Я молчал, пытаясь определить чувство, что заполнило меня.
-- Я не готов ответить на ваш вопрос.
-- Понимаю. Ладно, - магистр вновь коснулся зеркала, - теперь посмотри, с кем ты будешь иметь дело. Это - сегодняшнее утро.
Ты выходишь из замка через калитку в задней стене. На тебе теплая накидка с капюшоном, в руках меч магистра в ножнах. Предутренний сумрак делает твою фигуру расплывчатой, словно сгусток тумана. От стены отделяется высокая тень, ты замираешь, но это он, твой мужчина. Он заключает тебя в объятия и склоняется к твоему лицу. Я прикрываю глаза.

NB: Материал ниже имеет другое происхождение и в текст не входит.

PR #682, opened 2024-05-29
Set the default disk size in AnnotateIntervals as a function of input files size

VJalili:
The `AnnotateIntervals`, called as part of the TrainGCNV workflow, is running out of disk on ToA. The default disk size is set to a fixed value, `10 GiB`. This PR updates that to be computed as a function of input files size. 

Tested successfully on GCP: `45d20c60-8a80-47c7-8298-c77f2d3d18d1`

### DIFF
--- a/wdl/GermlineCNVTasks.wdl
+++ b/wdl/GermlineCNVTasks.wdl
@@ -18,10 +18,12 @@ task AnnotateIntervals {
       RuntimeAttr? runtime_attr_override
     }
 
+    Float input_size = size(select_all([intervals, ref_fasta, mappability_track_bed, segmental_duplication_track_bed]), "GB")
+
     RuntimeAttr default_attr = object {
       cpu_cores: 1,
       mem_gb: 1.7,
-      disk_gb: 10,
+      disk_gb: ceil(10.0 + input_size),
       boot_disk_gb: 10,
       preemptible_tries: 3,
       max_retries: 1


wdl/GermlineCNVTasks.wdl
```diff
@@ -18,10 +18,12 @@ task AnnotateIntervals {
       RuntimeAttr? runtime_attr_override
     }
 
+    Float input_size = size(select_all([intervals, ref_fasta, mappability_track_bed, segmental_duplication_track_bed]), "GB")
+
     RuntimeAttr default_attr = object {
       cpu_cores: 1,
       mem_gb: 1.7,
-      disk_gb: 10,
+      disk_gb: ceil(10.0 + input_size),
```
MattMcL4475, line 26: Is 10GB enough for the docker image and all outputs?  Might also want to multiply it by 1.15, since Azure Batch requires 10% of the disk as well: `disk_gb: ceil((10.0 + input_size) * 1.15)`

VJalili: That is a good point!

mwalker174: On GCP, the docker image goes on a separate boot disk

mwalker174 (approved):

wdl/GermlineCNVTasks.wdl
VJalili: I merged this before having pushed a commit with @MattMcL4475's suggestion. Hopefully, it will work with the increased disk size; otherwise, I will make a follow-up PR.

PR #684, opened 2024-05-30
Prevent sample ID mangling in WGD computation

### LINKED ISSUE #683: X gets added to some sample IDs in WGD in EvidenceQc
We have observed that X gets prepended to some sample IDs (those that start with `__` or a numeric digit) during processing with R for WGD during EvidenceQc. This messes with the `qc_table` output of EvidenceQc because there are some rows with the original sample IDs and some with the modified sample IDs.

CuriousTim:
When reading a file in R via read.table, the default is to convert all column names into syntactically valid identifiers. Identifiers can only start with a letter or a dot, but a dot cannot be followed by a number. To "fix" these column names, read.table will prepend them with an X. Because the column names in the WGD scoring matrix are sample IDs, which could begin with a non-letter character, sample IDs become mangled when scoring dosage biases. This results in fragmented rows in the final QC table generated by 02-EvidenceQC. This commit changes the way the dosage bias scoring script reads the WGD scoring matrix so that sample IDs are not changed.

One assumption of this commit is that all the sample IDs are unique.

Fixes #683

### DIFF
--- a/src/WGD/bin/scoreDosageBiases.R
+++ b/src/WGD/bin/scoreDosageBiases.R
@@ -15,9 +15,9 @@ options(scipen=1000,stringsAsFactors=F)
 #####Helper function to load coverage matrix
 ############################################
 readMatrix <- function(INFILE){
-  dat <- read.table(INFILE,comment.char="",header=T)
+  dat <- read.table(INFILE,check.names=FALSE,comment.char="",header=T)
   colnames(dat)[1] <- "Chr"
-  dat[,-1] <- t(apply(dat[,-1],1,as.numeric))
+  dat[,-1] <- apply(dat[,-1],2,as.double)
   return(dat)
 }
 


mwalker174:
Thanks @CuriousTim, have you tested this script? I don't think you'd need to do a full docker rebuild, but at least testing in a local environment.

CuriousTim:
I tested the script on a batch with only problematic sample IDs and a batch with both problematic and non-problematic sample IDs. I can do some further testing for only non-problematic sample IDs and more exotic sample IDs. I also have not tested anything downstream.

mwalker174:
Those extra tests would be a good idea to rule out any possible regressions. I don't think you need to test downstream in this case, as long as the output looks correct to you.

CuriousTim:
I tested a batch with all non-problematic IDs and the script works. I also tested sample IDs containing combinations of every single printable ASCII character except space (32) and DEL (127) and the only character that breaks the script is a double quote character, though that can be addressed by passing `quote = ""` to the `read.table()` call. However, given the sample ID restrictions of the pipeline, I don't think the script needs to cover those cases.

mwalker174 (approved):
Sounds good, thanks!

PR #162, opened 2021-12-29
fix constant comparison

croghostrider:
Hi thelsing,

maybe you should activate LGTM and codefactor apps for better code quality.


thelsing:
I set up LGTM and codefactor.

PR #167, opened 2022-01-16
Added support for DPT 251.600 RGBW

mptei:
The value is delivered as  uint32_t. The colors are identical to RGB with the white channel added in the most sigificant byte. Resulting in WRGB which is identical to the usage in the neopixel library.

The color mask is get/set via type index 1.

### DIFF
--- a/src/knx/dpt.h
+++ b/src/knx/dpt.h
@@ -357,6 +357,7 @@
 #define DPT_FlaggedScaling Dpt(239, 1)
 #define DPT_CombinedPosition Dpt(240, 800)
 #define DPT_StatusSAB Dpt(241, 800)
+#define DPT_Colour_RGBW Dpt(251, 600)
 
 class Dpt
 {
--- a/src/knx/dptconvert.cpp
+++ b/src/knx/dptconvert.cpp
@@ -126,6 +126,9 @@ int KNX_Decode_Value(uint8_t* payload, size_t payload_length, const Dpt& datatyp
         // DPT 239.* - Flagged Scaling
         if (datatype.mainGroup == 239 && datatype.subGroup == 1 && datatype.index <= 1)
             return busValueToFlaggedScaling(payload, payload_length, datatype, value);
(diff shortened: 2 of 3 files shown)


thelsing:
Merged. Thanks.

dev-git-usr:
Hi,
very funny, i did yesterday a implementation of 251.600 but today there were some merge-conflicts ;)
https://github.com/dev-git-usr/knx/tree/DPT-251_600
Wouldn´t it be better to change the order to RGBW like the Spec of the datatype?
https://www.knx.org/wAssets/docs/downloads/Certification/Interworking-Datapoint-types/03_07_02-Datapoint-Types-v02.02.01-AS.pdf
I think the order WRGB is confusing for everyone using it.

mptei:
If one has used DPT232.600 RGB with B in the least significant byte it seems naturally not to replace B with W and G with B ..., but to add the white channel in the empty msb.

In the Arduino world I found the Neopixel library using the colors in WRGB order. I've seen this as "prior art". But I don't know if there are other popular libraries, probably in other worlds, which has a broader user base.

Looking at the DPT3.007 implementation where the value could be delivered as uint8_t, but is splitted into the step code and the direction. This is a common thing to do when using this type. The implementation of DPT251.600 follows this pattern by returning the RGBW as one value and the 4 mask bits as another value.

What is your use case? And why seems a uint64_t handy?

mptei:
On the other hand I can follow your argumentation that it might be unexpected to get the color bytes reordered. I would agree to deliver the color value as RGBW.

dev-git-usr:
As you said using a uint64_t is not very handy. That´s why i mentioned only the order of Bytes.
I think your implementation with separation of mask bits is much better.
I recommend changing to RGBW because it´s standard and also defined for DPT251.600 but also adding a comment that it´s WRGB is ok for me.

mptei:
Again I agree to you that the average user will expect the byte order to be according the KNX standard and not according to another library. I will create another pull request to change that.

Вы быстро идете по темным улицам. Ваши шаги коротким эхом бьются в спящие дома. На площади перед ратушей горит несколько масляных фонарей, слышится поступь ночной стражи. Вы прижимаетесь к стене, пережидаете. Шаги солдат замирают вдали. Петляя в переулках, вы спешите к старому дому. Внезапно впереди вас от стены отделяются две фигуры. Лиц не разобрать снизу они закрыты платками, на глаза низко надвинуты шляпы. Сзади дорогу отрезают еще двое. У всех четверых короткие, "купеческие" мечи. Мужчина толкает тебя к стене, сбрасывает с плеч плащ. Свет выглянувшей из-за облаков луны блестит на клинке его тяжелой шпаги.

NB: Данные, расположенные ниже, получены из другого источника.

PR #168, opened 2022-01-18
DPT251.600 Changed color byte order from WRGB to RGBW (R MSB).

mptei:
Initial DPT251.600 support delivered the color bytes in WRGB order which seemed useful, but is unexpected.
This commit changes it to the RGBW order according to the KNX data type definition.

### DIFF
--- a/src/knx/dptconvert.cpp
+++ b/src/knx/dptconvert.cpp
@@ -813,8 +813,7 @@ int busValueToRGBW(const uint8_t* payload, size_t payload_length, const Dpt& dat
     switch (datatype.index) {
         case 0: // The RGBW value
             {
-                uint32_t rgbw = (unsigned32FromPayload(payload, 0) >> 8)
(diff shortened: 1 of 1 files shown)


mptei:
@dev-git-usr Perhaps you can check if this is what you expect.

thelsing:
Merged. Thanks.

mptei:
I do it this way:
```
    go_RGBW_RGBW_Value.dataPointType(DPT_Colour_RGBW);

    .
    .
    .
    uint32_t newValue = (uint32_t)go.value();
    uint8_t mask_bits = (uint8_t)go.value(Dpt(251,600,1));
```
But I don't know if this is the recommended way.

thelsing:
There is currently no other way. I think it would be better do define structs/classes for those multipart data types, add them to KnxValue and fill them instead of working with those indexes.

PR #171, opened 2022-02-13
More tpuart fixes

mptei:
I found some more problems in the tpuart implementation.

**Commit "tx throttle"**: This throttles sending of bytes to the tpuart. This fixes 2 problems. First, when there is no load on the main loop, it is still possible to fill the software tx-buffer of the serial. This leads to blocking calls on uart-write and therefore to a long stay in knx::loop. Second, when the software tx-buffer is full and we need to acknowledge a just received L2-packet, our acknowledge is put at the end of the buffer and is therefore delayed by a certainly long time. Our acknowledge may come to late then.
By throttling the transmission, the software tx-buffer still contains not more than 2-3 bytes.

**Commit "New state RX_L_ADDR; loop load adaption"**: In my former PR I've introduced waiting in knx::loop until the whole L2-packet is received. This made communication in my use case (with high loop load and therefore long delays between knx::loop calls) much more stable. But this also increases the time staying in knx::loop a lot. This may influence other parts of the software.
The only time critical part though, is the acknowledgement after receiving the address. This commit introduces a new state-machine state RX_L_ADDR which marks the receiving of an L2 packet until the address is available. Now we can stay in the loop only until the address is received. The rest of the L2 packet can be handled more relaxed in the following knx::loop calls.
Also the EOP detection is relaxed to 8ms (instead of 3ms) when receiving the address. This avoids false detection of EOP when knx::loop is called delayed, but still allows to detect the pause after aborting a transmission.

Also the decision, if the code should stay in knx::loop until the address is received, can be influenced now. The default is, that it doesn't stay in loop (as it was before). This is perfect, if the whole software maintains a high loop frequency.

If the macro **KNX_AUTO_ADAPT** is set, the loop delay is measured. When it is low, knx::loop is left early, but when it is high, we stay in knx::loop until the address is received. This setting is good when the loop load may change from one level to another and stays there for a longer time. On the load change communication may be distorted, but it then stabilizes again. If there are only short loop load changes it may lead to communication errors.

If the macro **KNX_WAIT_FOR_ADDR** is set, it stays in knx::loop until the address is received. This setting can deal with higher loop load, but it normally wastes some time.

**Commit "handle all available bytes"** stays in knx::loop as long as we have data in the software rx-buffer. Here it makes no sense to postpone processing to the next knx::loop call, because processing is fast and we never know if the next loop call happens right in time. So it makes communication more stable to handle all data which is already there. This can't lead to overly long stays in knx::loop, because we can process data much faster than the tpuart can deliver more data. The bus is to slow for this.

### DIFF
--- a/src/knx/tpuart_data_link_layer.cpp
+++ b/src/knx/tpuart_data_link_layer.cpp
@@ -96,6 +96,7 @@ enum {
 #define EOP_TIMEOUT           2   //milli seconds; end of layer-2 packet gap
 #define CONFIRM_TIMEOUT       500  //milli seconds
 #define RESET_TIMEOUT         100 //milli seconds
+#define TX_THROTTLE_TIME      1 //milli seconds
 
 void TpUartDataLinkLayer::loop()
 {
@@ -295,6 +296,7 @@ void TpUartDataLinkLayer::loop()
                         }
 
                         // Hint: We can send directly here, this doesn't disturb other transmissions
+                        // We don't have to update _lastByteTxTime because after ACK the timing is not so tight
                         _platform.writeUart(c);
                     }
                 }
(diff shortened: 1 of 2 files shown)


mptei:
Commit "printHex takes to long" removes the call to printHex in error case. I've just seen that this call takes very long.

thelsing:
Merged. Thanks.

PR #173, opened 2022-02-19
Add callback functions for prog mode and improve documentation

mgeramb:
- Add callback functions for indicating prog mode
- Allow to set LED_BUILTIN to another value
- Improved documentation

@thelsing Thank you for providing this library!


thelsing:
Merged. Thanks.

Issue #176, opened 2022-02-20
Support direct reading and writing of flash memory


SirSydom:
the stack shall support the usage of flash memory without any ram buffering to optimze ram usage.
The flash block buffering and writing is done within the stack, the hardware access in the specific platforms.

For legacy support of the EEPROM-Emulation or to use a RAM-Buffered flash approach the EEPROM api to the platforms should stay functional.

SirSydom:
closed with #177

PR #177, opened 2022-02-20
Branch flash pr with large eeprom

SirSydom:
solves #176 

- flash reading/writing logic completed based on the "flash" branch
- added support for plattforms using only EEPROM-Emulation API
- added direct flash support for RP2040 plattform
- added ram-bufferd flash support to RP2040 plattform


src/knx/platform.h
```diff
@@ -49,21 +54,60 @@ class Platform
...
+
+    //Memory
+
+    // --- Legacy support only. Do not use for new plattforms ---
+    // --- can be remove if all plattforms have been changed to support the NonVolatileMemory functions
+    virtual uint8_t* getEepromBuffer(uint16_t size);
+    virtual void commitToEeprom();
+      // -------------------------------------------------------------------------------------------------------
+
+    virtual uint8_t* getNonVolatileMemoryStart();
```
thelsing, line 66: Maybe we could use __attribute__ ((deprecated)) or something like that?

src/rp2040_arduino_platform.cpp
```diff
@@ -91,6 +155,73 @@ void RP2040ArduinoPlatform::commitToEeprom()
...
+
+    flash_range_program(KNX_FLASH_OFFSET + pageNumber * flashPageSize(), data, flashPageSize());
+
+    rp2040.resumeOtherCore();
+    interrupts();
+}
+
+void RP2040ArduinoPlatform::writeBufferedEraseBlock()
+{
+    if(_bufferedEraseblockNumber > -1 && _bufferedEraseblockDirty)
```
thelsing, line 210: I think a comment that this is only overwritten because to optimize stuff would be helpfull. Otherwise new platforms will needlessly copy this.

src/rp2040_arduino_platform.h
```diff
@@ -13,11 +23,36 @@ class RP2040ArduinoPlatform : public ArduinoPlatform
     void setupUart();
 
     // unique serial number
-    uint32_t uniqueSerialNumber() override;
+    uint32_t uniqueSerialNumber(); //override;
```
thelsing, line 26: Why was the override removed?

SirSydom: when i started with the flash branch master was not merged into flash branch and uniqueSerialNumber not defined (so the override caused a compile error).
override is optional anyway, so i removed it. It can be added again, no problem.

src/rp2040_arduino_platform.cpp
SirSydom: the comment is in src/rp2040_arduino_platform.h

src/knx/platform.h
SirSydom: as i wrote that comment I did not realize that the EEPROM Emulation API is also usefull for implementing a plattform with a RAM-Buffered Flash.
I added the option to use ram buffered flash in the rp2040 plattform by using the EEPROM-API.
So I would now remove change the comment to respect that

src/knx/memory.cpp
```diff
@@ -84,29 +91,37 @@ void Memory::readMemory()
 
 void Memory::writeMemory()
 {
-    uint8_t* buffer = _data;
-    buffer = pushWord(_deviceObject.manufacturerId(), buffer);
-    buffer = pushByteArray(_deviceObject.hardwareType(), LEN_HARDWARE_TYPE, buffer);
-    buffer = pushWord(_deviceObject.version(), buffer);
+    // first get the necessary size of the writeBuffer
+    size_t writeBufferSize = 16;
```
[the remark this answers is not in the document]
SirSydom: I have no idea.
The change was made by you before I started to work on the flash branch ;)
https://github.com/thelsing/knx/commit/4b873aebd60ec14521826453e2c3ba74726fcdb9

src/knx/platform.h
thelsing: Ok.

src/rp2040_arduino_platform.h
thelsing: Ok. Please do so.

src/rp2040_arduino_platform.cpp
thelsing: Sorry I missed that.

src/knx/memory.cpp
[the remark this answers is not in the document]
thelsing: I think it should be alignToPageSize(_metadataSize) as in readMemory.  Not sure how 16 came to be.

src/knx/platform.h
SirSydom: done

src/rp2040_arduino_platform.h
SirSydom: done

src/knx/memory.cpp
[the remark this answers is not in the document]
SirSydom: changed to writeBufferSize = _metadataSize.
No need for alignToPageSize here because the writebuffer must only hold the real data, not the "spacing" data.

thelsing:
Merged. Thanks.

Грабители разом бросаются на него. Он двигается плавно, но плавность эта обманчива. Вольтом он уходит от нападения задней пары, сбивает меч напавшего справа, выполняет батман и на обратном движении рассекает шпагой лицо левого разбойника. Человек роняет меч и воет, прижав ладони к глазам. Теперь противники лицом к лицу, трое против одного. У мужчины преимущество его шпага вдвое длиннее оружия нападающих. Широким замахом он заставляет разбойников отпрянуть, один из них неловко скользит, теряет равновесие. Короткий удар в нижний уровень, и он валится на булыжник, зажимая рану чуть ниже паха. Перебита бедренная артерия, и жить ему несколько минут. Двое оставшихся обрушиваются на мужчину. Полукруговая защита, звон стали, разбойники отступают, мужчина сбивает меч одного из них и левым квартом пронзает ему грудную клетку. Шпага на мгновение выходит из спины разбойника, он хватается за клинок руками. Последний бандит бросается прочь, даже не попытавшись воспользоваться тем, что шпага мужчины все еще в теле напарника. Мужчина толкает ногой бандита, высвобождая оружие, и экономным ударом вспарывает ему горло.
Ты устремляешься к любовнику, он, еще разгоряченный схваткой, быстро целует тебя, оглядывается кругом. Разбойник с разрубленным лицом пытается уползти в подворотню. Мужчина хочет добить его, но ты останавливаешь удар, повиснув на его руке. Он ограничивается тем, что пинает ползущего под копчик. От удара тот переворачивается на спину. Переносица его рассечена, на месте глаз кровавые провалы. Мужчина вытирает клинок одеждой одного из бандитов, берет тебя под руку и вы продолжаете путь. Проходя, мужчина бьет каблуком в безглазое окровавленное лицо.
В комнате пахло сгоревшим маслом и нагретым металлом.
-- Он жесток, - негромко сказал магистр, - ты не разучился фехтовать?
-- Не разучился. Он просто не оставил за спиной живого врага.
-- Ну да, слепого.
-- Право победителя. Не думаю, что его бы пощадили.